Bipolar electric motor

Last updated December 19, 2020

Bipolar toy motor of 1948. Note the three-pole rotor with a bipolar field TeknoJevnstromsmotor1.JPG — Bipolar toy motor of 1948. Note the three-pole rotor with a bipolar field

A bipolar electric motor is an electric motor with only two (hence bi-) poles to its stationary field.^[1] They are an example of the simple brushed DC motor, with a commutator. This field may be generated by either a permanent magnet or a field coil.

The 'bipolar' term refers to the stationary field of the motor, not the rotor.^[1] The rotors often have more than two poles, three for a simple motor and potentially more for a high-power motor. A two-pole rotor has the disadvantage that it is not self-starting in all positions and so requires to be flicked to start.

Early motors

The first DC electrical motors, from the Gramme motor of the 1870s onwards, used bipolar fields. These early machines used crudely designed field pole pieces with long magnetic circuits, wide pole gaps and narrow pole pieces that gave only a limited flux through the armature. These fields were usually horseshoe-shaped, with either permanent horseshoe magnets or else either one or two field coils at some distance from the poles.

Early insulated wire was insulated, if at all,^{[notes 1]} with wrappings of cotton thread. These coils could only handle a low temperature rise before overheating and burning out with a short circuit. The coils were thus long and shallow, sometimes of only a single layer of wire, which required a long core simply to contain their size. Single small coils could be mounted horizontally, but the most common arrangement used two tall coils side by side.

To improve the efficiency of the magnetic circuit, it was realised that multiple magnetic paths could be provided through the same armature.
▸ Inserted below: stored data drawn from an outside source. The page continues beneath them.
PR #86, opened 2022-11-17
Support datasets and dict of data arrays in slicer

### LINKED ISSUE #61: Slicer plot does not work with dict of data arrays or dataset
```Py
import plopp as pp
import scipp as sc

da = pp.data.dataset(ndim=2)
pp.slicer(da, keep=['xx'])
```
fails with `AttributeError: 'scipp._scipp.core.Dataset' object has no attribute 'name'`

nvaytet:
Fix #61

### DIFF
--- a/src/plopp/functions/superplot.py
+++ b/src/plopp/functions/superplot.py
@@ -2,7 +2,7 @@
 # Copyright (c) 2022 Scipp contributors (https://github.com/scipp)
 
 from .common import require_interactive_backend, preprocess
-# from .slicer import Slicer
+from .slicer import Slicer
 from ..core import Node, View
 from ..core.utils import coord_element_to_string
 
@@ -103,9 +103,9 @@ def superplot(obj: Union[sc.typing.VariableLike, ndarray],
     da = preprocess(obj, crop=crop, ignore_size=True)
     if keep is None:
         keep = da.dims[-1]
-    sl = Slicer(da=da, keep=[keep], crop=crop, **kwargs)
-    save_tool = LineSaveTool(data_node=sl.slice_node,
+    sl = Slicer(da, keep=[keep], crop=crop, **kwargs)
+    save_tool = LineSaveTool(data_node=sl.slice_nodes[0],
                              slider_node=sl.slider_node,
-                             fig=sl.fig)
+                             fig=sl.figure)
     from ..widgets import Box
-    return Box([[sl.fig, save_tool.widget], sl.slider])
+    return Box([[sl.figure, save_tool.widget], sl.slider])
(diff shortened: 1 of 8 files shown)


src/plopp/functions/superplot.py
```diff
@@ -66,10 +66,53 @@ def remove_line(self, change: Dict[str, Any], line_id: str):
         self._update_container()
 
 
+class Superplot:
+    """
+    Object that slicing all but one dimension of the input, with a slider per sliced
```
jl-wynen, line 71:
```suggestion
    Object that slices all but one dimension of the input, with a slider per sliced
```

Reads a bit strange. Why 'Object'? Is this a figure or a component of a figure or how is this supposed to be used?

tests/functions/slicer_test.py
```diff
@@ -1,46 +1,75 @@
...
 
 def test_creation_keep_two_dims():
     da = data_array(ndim=3)
-    sl = Slicer(da=da, keep=['xx', 'yy'])
+    sl = Slicer(da, keep=['xx', 'yy'])
     assert sl.slider.value == {'zz': 0}
     assert sl.slider.controls['zz']['slider'].max == da.sizes['zz'] - 1
-    assert sc.identical(sl.slice_node.request_data(), da['zz', 0])
+    assert sc.identical(
+        list(sl.figure.graph_nodes.values())[0].request_data(), da['zz', 0])
```
jl-wynen, line 16: Can we rely on the order of nodes? I.e. is the order part of the contracts of the API?

It seems to me that a relatively high level type like `Slicer` may choose an order internally and change it if that is beneficial or just as a side effect of a refactor.

src/plopp/functions/superplot.py
nvaytet: Mainly, it's just an implementation detail which makes it easier to write unit tests. When running the unit tests, we are not in a jupyter notebook, and figures are thus not widgets. We cannot embed them in the `Box` at the end of the `superplot` function. So it's easier to put most of the code in this class, which can be tested,

The `superplot` function is then just a thin wrapper which is not covered by the unit tests.

It's not meant to be used anywhere outside of the `superplot` function, which is why I struggled to find a good name/description.

tests/functions/slicer_test.py
nvaytet: Hmm there should only be one node here, so order shouldn't matter. But in the other tests I used `sl.slice_nodes[0]` instead, which makes more sense. So I will change to that. Thanks!

src/plopp/functions/superplot.py
nvaytet: I added comments in the docstrings about this.

jl-wynen (approved):

PR #96, opened 2022-11-21
Docs for subplots and figure customization

nvaytet:


docs/customization/subplots.ipynb
```diff
@@ -0,0 +1,148 @@
...
+   "cell_type": "code",
+   "execution_count": null,
+   "id": "46d49d86-b72b-4083-98ff-6c322c1badca",
+   "metadata": {},
+   "outputs": [],
+   "source": [
+    "fig, ax = plt.subplots(2, 2, figsize=(8, 6))\n",
+    "\n",
+    "p1 = pp.plot(da['zz', 0], ax=ax[0, 0])\n",
+    "p2 = pp.plot(da['zz', 0]['yy', 0], ax=ax[0, 1])\n",
```
SimonHeybrock, line 54: Not related to this PR, but it is a bit odd that you have `pp.data.data_array` create data arrays that look like meant for testing (with 'xx', 'yy', ... as dim names).

docs/customization/subplots.ipynb
```diff
@@ -0,0 +1,148 @@
...
+  {
+   "cell_type": "code",
+   "execution_count": null,
+   "id": "61f0a00d-fedf-42fb-bf92-303f826dad30",
+   "metadata": {},
+   "outputs": [],
+   "source": [
+    "size = (4, 3)\n",
+    "\n",
+    "p1 = pp.plot(da['zz', 0], figsize=size)\n",
```
SimonHeybrock, line 96: I was confused here for a couple of seconds, thinking that the `figsize=size` argument took the role of the `ax` argument, telling plopp the "size" of the layout.

Can we avoid specifying the `figsize`? It distracts from what actually needs to be done? Or add an example with 2 plots first, and then give this, explaining how we may want/need to scale down the individual plots?

docs/customization/tweaking-figures.ipynb
```diff
@@ -0,0 +1,196 @@
...
+   ]
+  },
+  {
+   "cell_type": "markdown",
+   "id": "a9a8ca49-7df0-4647-96af-8e709c328834",
+   "metadata": {},
+   "source": [
+    "## Adding a figure title\n",
+    "\n",
+    "To add a title to the figure, use the `title` argument:"
```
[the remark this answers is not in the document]
nvaytet: Actually the data array name appears either in the legend in the case of a 1d plot, or next to the colorbar for a 2d plot. Is that something we shoudl change?

docs/customization/subplots.ipynb
nvaytet: yeah, good point, I should probably change the names for the docs, would make more sense.

docs/customization/subplots.ipynb
nvaytet: What about doing
```Py
subplot_size = (4, 3)
p1 = pp.plot(da['zz', 0], figsize=subplot_size)
```
?

docs/customization/tweaking-figures.ipynb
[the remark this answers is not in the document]
SimonHeybrock: Hmm, don't know. Leave it for now?

docs/customization/subplots.ipynb
SimonHeybrock: Or just split the cell? The creation of the plots is really not the main point, so write something like:

```
Given a numbers of plots, p1, ...:
<code for making plots>
we can create a figure with subplots using:
<VBox/HBox code, etc.>
```

nvaytet: I'll do both ;-)

docs/customization/subplots.ipynb
nvaytet: I changed the labels to `x`, `y`, `z` by default, and set them to `xx`, `yy`, `zz` for the unit tests.

SimonHeybrock (approved):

The two coils were now separated and placed at the sides of the motor, with their iron core as a sideways figure-8 circuit and the armature in a central pole gap. Flux from both coils passed through this gap. This gave a magnetic circuit that was shorter overall and thus had fewer magnetic losses. The more compact coil windings were made possible by the use of shellac for impregnating the windings and improving the reliability of their insulation.
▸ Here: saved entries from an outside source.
PR #101, opened 2022-11-29
Fix for new scipp version, and update dependencies

nvaytet:


docs/examples/custom-interfaces.ipynb
```diff
@@ -146,7 +146,10 @@
     "in_node = pp.input_node(da)\n",
     "in_node.name = 'Input node'\n",
     "\n",
-    "from scipp.ndimage import gaussian_filter\n",
+    "try:\n",
+    "    from scipp.ndimage import gaussian_filter\n",
+    "except ImportError:\n",
+    "    from scipp.scipy.ndimage import gaussian_filter\n",
```
SimonHeybrock, line 152: I'd probably revert the order, so the "except" branch is not the one taken normally.

SimonHeybrock (approved):

PR #1691, opened 2023-01-19
Add why it matters to the documentation

dmlemos:
## Type of change

Type A:
- [ ] UI Feature
- [ ] Refactor/Code Cleanup
- [X] Docs

# Description (Type A)

I was reading an article about the leak of Roomba images, and I thought about the importance of open-source and having projects like these.
I've added a section to the docs on why it matters, with this specific example which for me was quite alarming (but not surprising).

It is a small contribution. Feel free not to use it, or add the text somewhere else.

Thank you for keeping the project alive!

### DIFF
--- a/docs/_pages/general/why-valetudo.md
+++ b/docs/_pages/general/why-valetudo.md
@@ -6,7 +6,6 @@ order: 6
 
 # Why Valetudo?
 
-
 First of all, please do **not** try to convince people to use Valetudo.
 
 We all know how terribly it usually turns out when people try to convince their friends to use linux on their desktop.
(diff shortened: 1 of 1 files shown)


docs/_pages/general/why-valetudo.md
```diff
@@ -15,6 +14,15 @@ Using Valetudo only makes sense if you understand its goals and feel like they a
...
+Even as a paying customer you have no control on how this data gets used. Unfortunately many times you are not even aware this is happening in the first place.
+
+Companies use all sort of techniques for working with data sets, but the data never remains in one place (or it is of no use). It is likely that your private data will eventually be leaked on the internet. For example, [data from Roomba robots ended up on the internet](https://web.archive.org/web/20230117013639/https://www.technologyreview.com/2022/12/19/1065306/roomba-irobot-robot-vacuums-artificial-intelligence-training-data-privacy/). iRobot (the company that makes the _Roomba_) contracted a third-party (ScaleAI) to improve on their data. ScaleAI's then created a project on its subsidiary Remotasks for this work. Data from thousands of customers ended up being seen by workers on this platform, which in turn leaked them on social media.
+
+If you are not comfortable with the "Woman on the toilet", perhaps you wouldn't be comfortable with your robot connecting to the cloud.
```
Landrash, line 24: This last part seems out of context.

Landrash (commented):
Seems like a good addition

Hypfer:
Hmm. While I get where you're coming from, I think it would be better suited for e.g. a personal blog post or similar, as there are a few things that would worry me in context of being part of the docs.

First and foremost, pointing at one specific incident of one specific company and mentioning its name multiple times will likely lead to conflict. If not legal than at least in some other way that would be harmful to the project.

Also, in general, I'd prefer to avoid to link to any third-party sites there, as it might be simply too much for a reader to follow all that. More importantly, those external links may also break in the future. Either by actually getting inaccessible or someone there deciding to change the content to something that could be considered questionable. Mozillas Management doesn't exactly have the best track record in that regard IMO.

Another thought is that this news coverage is one specific event, which - while being a good example for the **why** - doesn't add all too much to what was already said on that docs page IMO.
It might be more convincing for people to have a real example instead of theoretical issues, however I honestly don't want to convince people to use Valetudo. They need to arrive at that conclusion by themselves as they then will be much more pleasant to deal with. If you convince someone to use your stuff, they simply have different expectations.

dmlemos:
Your reasoning makes sense, and I totally understand why this shouldn't be included in the documentation. It didn't seem to fit in the context of a discussion either.

I feel the need for using projects like Valetudo, as well as others that share similar values will only increase with time.

PR #1710, opened 2023-02-12
Update Updater.tsx

Staubgeborener:
fix small spelling

## Type of change

Type A:
- [ ] UI Feature
- [x] Refactor/Code Cleanup
- [ ] Docs
  
Type B:
- [ ] New capability
- [ ] New core feature

# Description (Type A)

Fix small spelling in update section


Hypfer:
Uuh that's on purpose.
The previous sentence starts with Also so the next one starts with Also also.
I guess you could call that idiom-ish?

It has an entry on Urban Dictionary from 2010 if that means anything: https://www.urbandictionary.com/define.php?term=also%20also

Staubgeborener:
That's also also okay

PR #1801, opened 2023-04-19
Add map_flag parameter 

shaymdev:
## Type of change

Type A:
- [ ] UI Feature
- [ ] Refactor/Code Cleanup
- [ ] Docs
  
Type B:
- [ ] New capability
- [ ] New core feature

# Description (Type A)
The new Manual Map Segment Trigger quirk fails with no parameter given. I'm adding the same parameter that is found in https://github.com/Hypfer/Valetudo/blob/1d2ad47e9d49eac71f0621d2aa0444acf871acec/backend/lib/robots/roborock/capabilities/RoborockMultiMapMapResetCapability.js#L27 

Fixes # 1800

### DIFF
--- a/backend/lib/robots/roborock/RoborockQuirkFactory.js
+++ b/backend/lib/robots/roborock/RoborockQuirkFactory.js
@@ -215,7 +215,7 @@ class RoborockQuirkFactory {
                     },
                     setter: async (value) => {
                         if (value === "trigger") {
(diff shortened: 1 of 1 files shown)


Hypfer:
Quoting the issue

> It errored with the following error but the map now shows segments in valetudo.
> Error: {'code': -10005, 'message': 'save new map too close'}

Something that throws an error can't be a fix for an issue.
We'd also need to ensure that this doesn't break on the S5

PR #1837, opened 2023-06-08
docs: Add info about swapped Tx/Rx cables and reset button location

jnachtigall:


Hypfer:
Hi, thanks, but I believe that the guide is already clear enough and any additional explanation will actually have the opposite effect as people will tune out if there is too much to read.

jnachtigall:
Hi @Hypfer , well, the point that RX cable is not supposed to be connected to RX is nowhere mentioned in the guide. And it took me a lot of time to try out. I already gave up and just found out accidentically another day in the Telegram group that others had the same problem.

The guide as it is very misleading imho with regards to this. And I really tried to follow word by word... It just mentions the RX and TX ports - and shows labels on a picture - and not the TX cable needs to be connected to RX. 

As another user wrote on Telegram:
> However the Valetudo Dreame doc doesn't mention anything about receive and transmit. It just says you need gnd, rx and tx and you can take a look at the following picture on how to connect them to the robots. So I think for new people it would be nice to just mention that RX -> TX and TX -> RX ;-)

Hypfer:
Every person in this space will always at some point have their first contact with a new technology/tool/etc and gets to learn its quirks. For UART that's usually "TX needs to be connected to RX and vice-versa" among other things.

This is nothing the docs of one specific project could take care of, as it is just part of learning the new technology.
It is also not feasible for the docs of one specific project to provide guidance in the technology used, because where do you start and where do you stop? There are a lot of very different people with very different knowledge sets that might stumble upon this project.

Do you explain UART? Okay. But do you also explain what GND is?
And what about using the Terminal?
Or installing Linux?


I completely get that you had a frustrating experience there, but that's not because of an issue with Valetudo docs.
That's just the general pain associated with learning something new.

Everyone needs to make that RX/TX mistake at least once to learn from that. There's just no way around it. In fact, I'd argue that you'll now be much more likely to remember this quirk of UART connections than if you were just blindly following a tutorial :)

And, as @JayFoxRox said, "even if you happen to do it incorrectly, it will still work after swapping." so the absolute worst that can happen is that someone wastes 30 minutes on learning something first-hand.

jnachtigall:
Ok, no worries. Yes, I learnt something (will have it forgotten within weeks though ;-) I personally have a 20 years Linux and professional software dev background, also fiddling with Arduino some years ago, still a lot of Rasberry Pi - but not so much a hardware background rather software. Hence, I did not know about UART (any more). No worries, thanks for answering and providing Valetudo :-)

PR #1871, opened 2023-08-28
Removed Roborock S8 reference from buying-supported-robots.md

nicololuescher:
## Type of change

- [ x] Docs
- [ ] Refactor/Code Cleanup

# Description

Removed remaining references for Roborock S8 Series, since it is not supported at the moment


Hypfer:
> since it is not supported at the moment

That's not what I said.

Later designs, from around 1900, became more compact with shorter, more efficient magnetic circuits. The field coils now moved into short, squat internal coils around the pole pieces themselves.^[1] The remainder of the magnetic circuit was a double-sided circular path around the casing of the motor. Whilst primarily designed to be more efficient, this also gave a far more compact layout in terms of space.

This circular layout also represented the end of the bipolar motor as an industrial power source. It was possible to place a second set of field coils and pole pieces within the same size of casing, giving a four-pole arrangement. Because of the more efficient provision of field flux around the entire circumference of the armature, this give a motor of almost twice the power, for the same armature current.^[1] Armature current, and the associated commutator and brushgear, represented one of the most expensive parts of the motor to manufacture.
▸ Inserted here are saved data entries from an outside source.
PR #1888, opened 2023-10-03
docs: Clarify documentation for Dreame setup.

Johnson145:
## Type of change

- [x] Docs
- [ ] Refactor/Code Cleanup

# Description

Some suggestions for the documentation about the Dreame (Z10 Pro) setup. I think they may save some time for future users.

### DIFF
--- a/docs/_pages/general/supported-robots.md
+++ b/docs/_pages/general/supported-robots.md
@@ -366,6 +366,8 @@ The Dreame Z10 Pro is sold as:
 Rooting is pretty easy, only requiring a 3.3v USB UART Adapter, [the Dreame Breakout PCB](https://github.com/Hypfer/valetudo-dreameadapter) and almost no disassembly.
 All warranty seals stay intact.
 
+Note that the Dreame Breakout PCB is _mandatory_ for newer firmware versions. Only if you're lucky and have an old firmware version along with the required knowledge, the PCB may be optional.
+
 #### Details
 
 **Valetudo Binary**: `aarch64`
--- a/docs/_pages/installation/dreame.md
+++ b/docs/_pages/installation/dreame.md
@@ -15,6 +15,8 @@ To root using this method, you'll need:
 - A 3.3V USB to TTL Serial UART Adapter (like CP2102 or Pl2303)
 - A FAT32 & MBR-formatted USB Stick preferrably with an activity LED
 - Some dupont cables
+- A WiFi-capable computer running Linux (ideally a laptop)
+  - If your Linux computer does not have WiFi, you can combine it with a WiFi-capable Windows computer
 
 Basic linux knowledge and a pry tool will help as well.
 
@@ -36,7 +38,7 @@ Don't worry though as the `install.sh` script included in the firmware built usi
 
 #### Note for advanced users
 
-While the Dreame Breakout PCB greatly simplifies the process, it is not strictly _required_ but
+While the Dreame Breakout PCB greatly simplifies the process, it is not always strictly _required_ but
 just _highly recommended_ to avoid people breaking the connector by jamming in 2.54mm pitch cables or shorting 5V to something.<br/>
 
 <details>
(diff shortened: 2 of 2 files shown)


Hypfer:
Thanks for the input but it's incorrect

> Note that the Dreame Breakout PCB is _mandatory_ for newer firmware versions.

This is not true for example. In fact the docs state the exact opposite:

> While the Dreame Breakout PCB greatly simplifies the process, it is not strictly required but just highly recommended to avoid people breaking the connector by jamming in 2.54mm pitch cables or shorting 5V to something.


> A WiFi-capable computer running Linux (ideally a laptop)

Electric railway locomotives

One of the last industrial uses for large bipolar motors was for the Milwaukee Road's class EP-2 electric locomotives of 1917.^[2] The line had chosen to electrify its Coast Division route, using a voltage of 3,000 V DC. These were not the first electric locomotives produced and incorporated lessons learned from previous practice. Many early locomotives had used one or two large motors mounted on the locomotive frame, with drive to the wheels by traditional steam locomotive practice of coupling rods. Where AC motors were used, requiring many poles and thus large diameters, these frame-mounted motors appeared inevitable even though they required this maintenance-intensive mechanical drive to the wheels. An alternative system of nose-hung traction motors used small high-speed motors alongside each axle, driving through a reduction gearbox. This system would eventually predominate across both electric and diesel locomotives, but at this time it was difficult to produce a reliable high-power gearbox.

The "bi-polar" design used axle-mounted motors, driving each wheel directly. The axle formed the spindle of not only the wheels, but also the motor armature itself. This obviously simple system had been used before, but only for low-powered locomotives with lightweight motors. As the wheels and axle, and in this case the motor too, are unsprung by the suspension, any extra weight here would lead to poor riding qualities. To permit its use for these extremely powerful new locomotives, the motor was split in two. The armature was formed as part of the axle, but the much heavier field poles and coils were carried on the suspended frame of the locomotive. This gave an acceptable ride.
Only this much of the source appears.